Setup Lambda

Steps we will perform in this section

  • Setup a Lambda function, a Kinesis Data Firehose delivery stream and a Lambda trigger or event source mapping between the Amazon MSK Apache Kafka topic and the Lambda function.

Use CloudFormation and SAM (Serverless Application Model) to deploy resources

  • Go back to the AWS Cloud9 console. Click on MSKClient-Cloud9EC2Bastion.

  • Click on Open IDE (or go back to the browser tab if already open).


  • You should be connected to the KafkaClientEC2Instance instance. If not, ssh to the KafkaClientEC2Instance instance by pasting the ssh command you copied in the last section.
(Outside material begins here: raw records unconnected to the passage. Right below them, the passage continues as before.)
PR #3539, opened 2024-06-12
send queue: flag unrecoverable errors, and don't block a room sending queue on those

bnjbvr:
Part of #3361.

This attempts to flag requests that are transient failures (recoverable) vs permanent failures (unrecoverable), using the same logic we have in the HTTP client for retrying an HTTP request.

The rules in the send queue have changed to the following:

- if an error was transient, but we still failed multiple times, this is likely a sign that something's wrong in the environment (network has disappeared, server is failing, etc.), so this disables the sending queue, to avoid wasting the user's battery to death, assuming subsequent requests would fail in the same way.
- if an error was permanent, the event queued in the send queue is marked as wedged, and it is ignored for now on (it doesn't move position in the send queue, so the corresponding timeline items won't move either). The send queue still processes subsequent queued events in the order they appear, and is not disabled by such an event.


bnjbvr:
@stefanceriu @ganfra here's a new version of the PR to try out, please! In particular, I'm curious if network errors are properly flagged as recoverable by the flagging mechanism (and thus disable the send queue), which is a bit opaque at the moment as it tries to look through a cascade of error types.

ganfra:
@bnjbvr so I'm afraid network errors are marked as unrecoverable :/

bnjbvr:
Latest commit seem to better handle unreachable networks (tested in multiverse, in an integration test where the server is unreachable, and on EXA thanks to @ganfra), so this is ready for review :partying_face:

crates/matrix-sdk/src/send_queue.rs
```diff
@@ -353,30 +366,68 @@ impl RoomSendQueue {
...
-
-                    // Let observers know about a failure *after* we've marked the item as not
-                    // being sent anymore. Otherwise, there's a possible race where a caller might
-                    // try to remove an item, while it's still marked as being sent, resulting in a
-                    // cancellation failure.
-
-                    // Disable the queue for this room after an error.
-                    locally_enabled.store(false, Ordering::SeqCst);
+                    let (err, is_recoverable) = if let crate::Error::Http(http_err) = err {
+                        // A small trick to confuse borrowck (and humans too).
```
poljar, line 370: Hmm, this smells. Aren't you in both cases where `characterize_retry_kind()` is used (which is clearly a contstructor for `RetryKind`, not sure why it's not under an `impl` block for `RetryKind`) immediately deconstructing or taking the error out of `RetryKind`?

Why does `RetryKind` then take ownership of the error in the first place? Furthermore, if we don't take ownership wouldn't something like this work much better:

```rust
pub(crate) enum RetryKind {
    Transient {
        err: HttpError,
        // This is used only for attempts to retry, so on non-wasm32 code (in the `native` module).
        #[cfg_attr(target_arch = "wasm32", allow(dead_code))]
        retry_after: Option<Duration>,
    },
    Permanent(HttpError),
}

impl HttpError {
    pub(crate) fn retry_kind(&self) -> RetryKind {
        ... body of `characterize_retry_kind()`
    }
}
```

Granted, `RetryKind` starts to look suspiciously similar to `RetryError` but perhaps we just don't want to include that type in our public API.

crates/matrix-sdk/src/send_queue.rs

  • Go to the /tmp/kafka directory and clone the integration-sample-lambda-msk git repository.
    Note: Take a look at the code in GitHub . To see a summary of what the code is doing see Overview.

    cd /tmp/kafka
    git clone https://github.com/aws-samples/integration-sample-lambda-msk.git
    cd integration-sample-lambda-msk
    
  • Run the deploy.sh script. The script does the following. (You can cat the script to look at its contents.)

    1. It builds a jar file for the Lambda function.
    2. It creates an Amazon S3 bucket to be used for uploaded artifacts with a random prefix in its name.
    3. It uses CloudFormation to build the Lambda function and package its resources.
    4. It deploys the sam template and creates a CloudFormation stack with multiple resources. The resources include:
      • An IAM policy to be used by the Lambda function.
      • An IAM role with the policy to be used by the Lambda function.
      • An IAM role to be used by Amazon Kinesis Data Firehose.
      • A Kinesis Data Firehose delivery stream.
      • The Lambda function which will process records from a topic in Amazon MSK and send to Kinesis Data Firehose.
      • An EventSourceMapping mapping the Lambda function to the Amazon MSK Apache Kafka topic.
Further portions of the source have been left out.